ACTIVITY - Restate all the data exactly, so that each line is the same as before.

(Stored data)
▶

Issue #2657, opened 2023-07-14
Clarification of Odin's return by value calling convention behavior


JesseRMeyer:
What should the value of `game.bob^` be?

`Game` is larger than a register size.  According to Odin's calling convention, the callee should reserve the stack space, and assignments in this case should be made directly ("copy elision").  But that does not happen.  Apparently the callee and the caller reserve space, and at the function end, there is a copy.

```odin
package main

import "core:fmt"

Game :: struct {
    bob: ^u64,
    alice: u64,
}

gameInit :: proc() -> (game: Game) {//(game: ^Game) {
    game.bob = &game.alice

    game.alice = 5;

    return
}

main :: proc() {
    //game: Game
    //gameInit(&game)
    game := gameInit()

    fmt.println(game.bob^)
}
```

Sanian-Creations:
I'm not sure where you get your understanding from.

Copy elison is an _optimization_, not expected behaviour. Named returns are treated like regular local variables, only with optimizations turned on will the compiler even _consider_ copy elison. But even with optimized builds, it may or may not apply it. Don't go writing code that expects this to happen.

Here's a little snippet that returns a struct and it checks whether its address is the same in the caller as in the callee.

```odin example.odin
package main
import "core:fmt"

Thing :: struct {
    self_ptr : ^Thing,
    padding  : [16]u8 // make bigger to increase chance of optimization
}

main :: proc() {
    fmt.println("size of Thing:", size_of(Thing))
    caller()
}

caller :: proc() {
    t := callee()
    fmt.printf("addr in callee: %#p\n", &t.self_ptr)
    fmt.printf("addr in caller: %#p\n", &t)
    fmt.println(t.self_ptr == &t ? "used" : "did not use", "copy elison")
}

callee :: proc() -> (retval: Thing) {
    retval.self_ptr = &retval
    // printing retval here may also trigger the optimization, even if the struct is not that big.
    return
}
```

Run with `odin run example.odin -file -o:speed` (without `-o:speed` it never uses copy elison)

What you'll find is that optimization is unpredictable. The code in your own example, for instance, doesn't prints 0 if that is the whole file, but when I renamed the main function and called it from some other procs I was messing with, it printed 5 like you expected it to. There are effectively infinite factors that could influence how the compiler optimizes, you cannot rely on it.

JesseRMeyer:
Odin's calling convention for return values greater than register size is (essentially):

Callee reserve stack memory for return value
Call func()
[...]

PR #3916, opened 2024-07-13
Add `#by_ptr` modifier to procedures in the small array package

thetarnav:
even though Small_Array has small in its name, it's not uncommon to just use it as a global array with thousands of items.
Using procedures that do not receive the array by a pointer will cause the array to be copied, if not optimized by llvm. (which didn't happen in my case)
This was visibly slowing down my game when the `get` was proc was getting called once for each item every frame.
Adding `#by_ptr` solved the issue.
Which is a bit weird considering the odin calling convention.

### DIFF
--- a/core/container/small_array/small_array.odin
+++ b/core/container/small_array/small_array.odin
@@ -10,15 +10,15 @@ Small_Array :: struct($N: int, $T: typeid) where N >= 0 {
 }
 
 
-len :: proc "contextless" (a: $A/Small_Array) -> int {
+len :: proc "contextless" (#by_ptr a: $A/Small_Array) -> int {
 	return a.len
 }
 
-cap :: proc "contextless" (a: $A/Small_Array) -> int {
+cap :: proc "contextless" (#by_ptr a: $A/Small_Array) -> int {
 	return builtin.len(a.data)
 }
 
-space :: proc "contextless" (a: $A/Small_Array) -> int {
+space :: proc "contextless" (#by_ptr a: $A/Small_Array) -> int {
 	return builtin.len(a.data) - a.len
 }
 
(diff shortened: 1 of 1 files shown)


flysand7:
In Odin all objects larger than 16 bytes in size will be passed by pointer, and that is supposed to be documented, so in this case `#by_ptr` is not needed for those optimizations to take place.

`#by_ptr` is meant to be used in very specific circumstances (bindings to C functions with const reference parameters), and normally you never have to use it within Odin code. It is good to avoid using this tag outside of ffi-related code.

thetarnav:
> In Odin all objects larger than 16 bytes in size will be passed by pointer, and that is supposed to be documented, so in this case `#by_ptr` is not needed for those optimizations to take place.

I also heard that before, this is why I said it was weird that `#by_ptr` had such an impact, but it did.

Here is a little repro if you want to try it:

```odin
import "core:time"
import "core:fmt"


Small_Array :: struct ($N: int, $T: typeid) where N >= 0 {
	data: [N]T,
	len:  int,
}

get_odin   :: proc (a: $A/Small_Array($N, $T), index: int) -> T {
	return a.data[index]
}

get_c      :: proc "c" (a: $A/Small_Array($N, $T), index: int) -> T {
	return a.data[index]
}

get_ptr    :: proc (a: ^$A/Small_Array($N, $T), index: int) -> T {
	return a.data[index]
}

get_by_ptr :: proc (#by_ptr a: $A/Small_Array($N, $T), index: int) -> T {
	return a.data[index]
}


main :: proc () {
	numbers: Small_Array(30000, int)
	numbers.len = len(numbers.data)
	numbers.data = 1

	{
		start := time.tick_now()
		res: int
		for i in 0 ..< numbers.len {
			res += get_odin(numbers, i)
		}
		duration := time.tick_since(start)
		fmt.printfln("get_odin  :{} | {}", res, duration)
	}

	{
		start := time.tick_now()
		res: int
		for i in 0 ..< numbers.len {
			res += get_c(numbers, i)
		}
		duration := time.tick_since(start)
		fmt.printfln("get_c     :{} | {}", res, duration)
	}

	{
		start := time.tick_now()
		res: int
		for i in 0 ..< numbers.len {
			res += get_ptr(&numbers, i)
		}
		duration := time.tick_since(start)
		fmt.printfln("get_ptr   :{} | {}", res, duration)
	}

	{
		start := time.tick_now()
		res: int
		for i in 0 ..< numbers.len {
			res += get_by_ptr(numbers, i)
		}
		duration := time.tick_since(start)
		fmt.printfln("get_by_ptr:{} | {}", res, duration)
	}
}
```

result on my machine:

```
$ odin run .
get_odin  :30000 | 443.504189ms
get_c     :30000 | 444.267005ms
get_ptr   :30000 | 246.76µs
get_by_ptr:30000 | 230.612µs
```

odin report:

```
	Odin:    dev-2024-07:7a8775592
	OS:      Ubuntu 22.04.4 LTS, Linux 6.5.0-41-generic
	RAM:     7631 MiB
	Backend: LLVM 17.0.6
```

thetarnav:
this might also be a relevant issue: https://github.com/odin-lang/Odin/issues/2657

laytan:
Fixed in 8650180cccad02b39a00dcd05f696a8e3879c29e so this can be closed

thetarnav:
thats even better 🙌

◀

RESPONSE BOX -
Issue #2657, opened 2023-07-14
Clarification of Odin's return by value calling convention behavior


JesseRMeyer:
What should the value of `game.bob^` be?

`Game` is larger than a register size.  According to Odin's calling convention, the callee should reserve the stack space, and assignments in this case should be made directly ("copy elision").  But that does not happen.  Apparently the callee and the caller reserve space, and at the function end, there is a copy.

```odin
package main

import "core:fmt"

Game :: struct {
    bob: ^u64,
    alice: u64,
}

gameInit :: proc() -> (game: Game) {//(game: ^Game) {
    game.bob = &game.alice

    game.alice = 5;

    return
}

main :: proc() {
    //game: Game
    //gameInit(&game)
    game := gameInit()

    fmt.println(game.bob^)
}
```

Sanian-Creations:
I'm not sure where you get your understanding from.

Copy elison is an _optimization_, not expected behaviour. Named returns are treated like regular local variables, only with optimizations turned on will the compiler even _consider_ copy elison. But even with optimized builds, it may or may not apply it. Don't go writing code that expects this to happen.

Here's a little snippet that returns a struct and it checks whether its address is the same in the caller as in the callee.

```odin example.odin
package main
import "core:fmt"

Thing :: struct {
    self_ptr : ^Thing,
    padding  : [16]u8 // make bigger to increase chance of optimization
}

main :: proc() {
    fmt.println("size of Thing:", size_of(Thing))
    caller()
}

caller :: proc() {
    t := callee()
    fmt.printf("addr in callee: %#p\n", &t.self_ptr)
    fmt.printf("addr in caller: %#p\n", &t)
    fmt.println(t.self_ptr == &t ? "used" : "did not use", "copy elison")
}

callee :: proc() -> (retval: Thing) {
    retval.self_ptr = &retval
    // printing retval here may also trigger the optimization, even if the struct is not that big.
    return
}
```

Run with `odin run example.odin -file -o:speed` (without `-o:speed` it never uses copy elison)

What you'll find is that optimization is unpredictable. The code in your own example, for instance, doesn't prints 0 if that is the whole file, but when I renamed the main function and called it from some other procs I was messing with, it printed 5 like you expected it to. There are effectively infinite factors that could influence how the compiler optimizes, you cannot rely on it.

JesseRMeyer:
Odin's calling convention for return values greater than register size is (essentially):

Callee reserve stack memory for return value
Call func()
[...]

PR #3916, opened 2024-07-13
Add `#by_ptr` modifier to procedures in the small array package

thetarnav:
even though Small_Array has small in its name, it's not uncommon to just use it as a global array with thousands of items.
Using procedures that do not receive the array by a pointer will cause the array to be copied, if not optimized by llvm. (which didn't happen in my case)
This was visibly slowing down my game when the `get` was proc was getting called once for each item every frame.
Adding `#by_ptr` solved the issue.
Which is a bit weird considering the odin calling convention.

### DIFF
--- a/core/container/small_array/small_array.odin
+++ b/core/container/small_array/small_array.odin
@@ -10,15 +10,15 @@ Small_Array :: struct($N: int, $T: typeid) where N >= 0 {
 }
 
 
-len :: proc "contextless" (a: $A/Small_Array) -> int {
+len :: proc "contextless" (#by_ptr a: $A/Small_Array) -> int {
 	return a.len
 }
 
-cap :: proc "contextless" (a: $A/Small_Array) -> int {
+cap :: proc "contextless" (#by_ptr a: $A/Small_Array) -> int {
 	return builtin.len(a.data)
 }
 
-space :: proc "contextless" (a: $A/Small_Array) -> int {
+space :: proc "contextless" (#by_ptr a: $A/Small_Array) -> int {
 	return builtin.len(a.data) - a.len
 }
 
(diff shortened: 1 of 1 files shown)


flysand7:
In Odin all objects larger than 16 bytes in size will be passed by pointer, and that is supposed to be documented, so in this case `#by_ptr` is not needed for those optimizations to take place.

`#by_ptr` is meant to be used in very specific circumstances (bindings to C functions with const reference parameters), and normally you never have to use it within Odin code. It is good to avoid using this tag outside of ffi-related code.

thetarnav:
> In Odin all objects larger than 16 bytes in size will be passed by pointer, and that is supposed to be documented, so in this case `#by_ptr` is not needed for those optimizations to take place.

I also heard that before, this is why I said it was weird that `#by_ptr` had such an impact, but it did.

Here is a little repro if you want to try it:

```odin
import "core:time"
import "core:fmt"


Small_Array :: struct ($N: int, $T: typeid) where N >= 0 {
	data: [N]T,
	len:  int,
}

get_odin   :: proc (a: $A/Small_Array($N, $T), index: int) -> T {
	return a.data[index]
}

get_c      :: proc "c" (a: $A/Small_Array($N, $T), index: int) -> T {
	return a.data[index]
}

get_ptr    :: proc (a: ^$A/Small_Array($N, $T), index: int) -> T {
	return a.data[index]
}

get_by_ptr :: proc (#by_ptr a: $A/Small_Array($N, $T), index: int) -> T {
	return a.data[index]
}


main :: proc () {
	numbers: Small_Array(30000, int)
	numbers.len = len(numbers.data)
	numbers.data = 1

	{
		start := time.tick_now()
		res: int
		for i in 0 ..< numbers.len {
			res += get_odin(numbers, i)
		}
		duration := time.tick_since(start)
		fmt.printfln("get_odin  :{} | {}", res, duration)
	}

	{
		start := time.tick_now()
		res: int
		for i in 0 ..< numbers.len {
			res += get_c(numbers, i)
		}
		duration := time.tick_since(start)
		fmt.printfln("get_c     :{} | {}", res, duration)
	}

	{
		start := time.tick_now()
		res: int
		for i in 0 ..< numbers.len {
			res += get_ptr(&numbers, i)
		}
		duration := time.tick_since(start)
		fmt.printfln("get_ptr   :{} | {}", res, duration)
	}

	{
		start := time.tick_now()
		res: int
		for i in 0 ..< numbers.len {
			res += get_by_ptr(numbers, i)
		}
		duration := time.tick_since(start)
		fmt.printfln("get_by_ptr:{} | {}", res, duration)
	}
}
```

result on my machine:

```
$ odin run .
get_odin  :30000 | 443.504189ms
get_c     :30000 | 444.267005ms
get_ptr   :30000 | 246.76µs
get_by_ptr:30000 | 230.612µs
```

odin report:

```
	Odin:    dev-2024-07:7a8775592
	OS:      Ubuntu 22.04.4 LTS, Linux 6.5.0-41-generic
	RAM:     7631 MiB
	Backend: LLVM 17.0.6
```

thetarnav:
this might also be a relevant issue: https://github.com/odin-lang/Odin/issues/2657

laytan:
Fixed in 8650180cccad02b39a00dcd05f696a8e3879c29e so this can be closed

thetarnav:
thats even better 🙌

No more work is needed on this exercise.